SOUTH BRUNSWICK – Joe Pang and his children have already received orders for 1,500 handmade dumplings.
They began using a Chinese family recipe in mid-October to fulfill the orders by Nov. 13, which will be available for pickup at their Dayton home.
Selling at $20 for 10 dumplings, the family made $16,000 last year.
However, this is no business venture – it is a fundraising project in honor of their late wife and mother, Jackie Pang.
Jackie was diagnosed in 2017 with frontotemporal degeneration. A terminal illness that had no family history “caught us completely by surprise,” her husband Joe said.
She was forced to retire from the South Brunswick School District, where she taught kindergarten and second grade at Indian Fields and Dayton schools for 22 years.
On April 24, 2020, she passed away at home at age 64.
Since this was the beginning of the coronavirus pandemic, Joe Pang said the family was unable to have a viewing or a funeral. He spoke with his three children and said, “What can we do to remember Mom?”
The family had already been fundraising for the Association for Frontotemporal Degeneration (AFTD), so they decided to continue fundraising, while adding a component to benefit programs in the South Brunswick School District.
“This gives us a meaningful project to do good for the students and for the staff,” Joe Pang said of the Jackie Pang Library-Builder Project. “We are building Jackie’s legacy, which was our intent.”
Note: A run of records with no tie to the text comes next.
PR #425, opened 2022-10-17
Utilitiy interface revise

Erfan-Ahmadi:


include/nbl/video/IGPUQueue.h
```diff
@@ -27,6 +27,17 @@ class NBL_API IGPUQueue : public core::Interface, public core::Unmovable
             IGPUSemaphore*const * pSignalSemaphores = nullptr;
             uint32_t commandBufferCount = 0u;
             IGPUCommandBuffer*const * commandBuffers = nullptr;
+
+            inline bool isValid()
+            {
+                if(waitSemaphoreCount > 0u && (pWaitSemaphores == nullptr || pWaitDstStageMask == nullptr))
+                    return false;
+                if(signalSemaphoreCount > 0u && pSignalSemaphores == nullptr)
+                    return false;
```
devshgraphicsprogramming, line 36: its valid to not wait or not signal any semaphores.

For example if you split some work into 5 submits in a row (due to buffering), you're guaranteed that they'll execute in submission order therefore they don't need semaphores between them.

Erfan-Ahmadi: Yea, but this is basically saying if the `Count` is more than zero then the pointer shouldn't be null :D
If the count is zero it's ok

Erfan-Ahmadi: don't worry, It was just a misread :D

src/nbl/video/utilities/IUtilities.cpp
```diff
@@ -76,24 +76,21 @@ void IUtilities::updateImageViaStagingBuffer(
         {
             // but first sumbit the already buffered up copies
             cmdbuf->end();
-            IGPUQueue::SSubmitInfo submit;
+            IGPUQueue::SSubmitInfo submit = submitInfoBeforeOverwrite;
             submit.commandBufferCount = 1u;
             submit.commandBuffers = &cmdbuf;
```
devshgraphicsprogramming, line 81: you do not want without changing the commandbuffer count and commandbuffers to be submitted, because now you take a whole `intendedSubmitOfPreceedingWork`

src/nbl/video/utilities/IUtilities.cpp
```diff
@@ -76,24 +76,21 @@ void IUtilities::updateImageViaStagingBuffer(
...
-            m_device->blockForFences(1u, &fence);
-            waitSemaphoreCount = 0u;
-            semaphoresToWaitBeforeOverwrite = nullptr;
-            stagesToWaitForPerSemaphore = nullptr;
+            assert(submit.isValid());
+            submissionQueue->submit(1u, &submit, submissionFence);
+            m_device->blockForFences(1u, &submissionFence);
+            submitInfoBeforeOverwrite.waitSemaphoreCount = 0u;
+            submitInfoBeforeOverwrite.pWaitSemaphores = nullptr;
+            submitInfoBeforeOverwrite.pWaitDstStageMask = nullptr;
```
devshgraphicsprogramming, line 89: it is after the submission that you want to do
```cpp
            intendedSubmitOfPreceedingWork.waitSemaphoreCount = 0u;
            intendedSubmitOfPreceedingWork.pWaitSemaphores = nullptr;
            intendedSubmitOfPreceedingWork.pWaitDstStageMask = nullptr;
            intendedSubmitOfPreceedingWork.commandBufferCount = 1u;
            intendedSubmitOfPreceedingWork.commandBuffers = &cmdbuf;
```

src/nbl/video/utilities/IUtilities.cpp
```diff
@@ -135,45 +132,36 @@ void IUtilities::updateImageViaStagingBuffer(
         }
 
         // this doesn't actually free the memory, the memory is queued up to be freed only after the GPU fence/event is signalled
-        m_defaultUploadBuffer.get()->multi_deallocate(1u, &localOffset, &allocationSize, core::smart_refctd_ptr<IGPUFence>(fence), &cmdbuf); // can queue with a reset but not yet pending fence, just fine
+        m_defaultUploadBuffer.get()->multi_deallocate(1u, &localOffset, &allocationSize, core::smart_refctd_ptr<IGPUFence>(submissionFence), &cmdbuf); // can queue with a reset but not yet pending fence, just fine
     }
```
devshgraphicsprogramming, line 136: return `intendedSubmitOfPreceedingWork` at the end

devshgraphicsprogramming:
I'm impressed, you got good at designing APIs. Very cool change, cleans up my sphagetti a lot.

Just everything that uses this pattern of "submit on overflow" will need to be changed, not only image upload, but buffer upload and other utilities like `PropertyPoolHandler`

src/nbl/video/utilities/IUtilities.cpp
```diff
@@ -135,45 +152,35 @@ void IUtilities::updateImageViaStagingBuffer(
...
-    submit.pWaitSemaphores = semaphoresToWaitBeforeOverwrite;
-    submit.pWaitDstStageMask = stagesToWaitForPerSemaphore;
-    queue->submit(1u,&submit,fence);
+    if (noCommandBufferInNextSubmit)
+    {
+        cmdbuf->end();
+        assert(intendedNextSubmit.isValid());
+        submissionQueue->submit(1u,&intendedNextSubmit,submissionFence);
+        intendedNextSubmit.commandBufferCount = 0u;
+        intendedNextSubmit.commandBuffers = nullptr;
```
devshgraphicsprogramming, line 164: nullify everything, with a `= {}`

src/nbl/video/utilities/IUtilities.cpp
```diff
@@ -4,40 +4,60 @@
...
 {
+    if(!intendedNextSubmit.isValid())
+    {
+        // TODO: log error
+        assert(false);
+        return intendedNextSubmit;
+    }
+
+    bool noCommandBufferInNextSubmit = (intendedNextSubmit.commandBufferCount == 0);
+    if (noCommandBufferInNextSubmit)
```
devshgraphicsprogramming, line 19: I could base the detection on whether the last commandbuffer is resettable, and still recording and one time submit

If not then end the last commandbuffer (if still recording) and create a new one like here, plus copy all the old commandbuffers pointers to a unique_ptr new array + the new commandbuffer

In order to fundraise for the library project, the Pangs decided to organize an offshoot of AFTD’s Food for Thought program and developed a website from which area residents can order homemade dumplings.
Joe and his children make the dumplings and freeze them for a one-day pickup. Last year, he estimates they made 4,000 dumplings. They cooked in their house and then used their own freezers and the freezers of neighbors to store the dumplings.
“We had a very good support system, even before the time Jackie got sick – a lot of good friends always willing to lend a hand,” he said.
They also plan to take part in AFTD’s marathon in Philadelphia on Nov. 20-21. Jackie took part in the race the first year the family participated. Now, they have about 50 people running in her honor, plus sponsorships.
“This is something very close to our hearts,” Joe Pang said.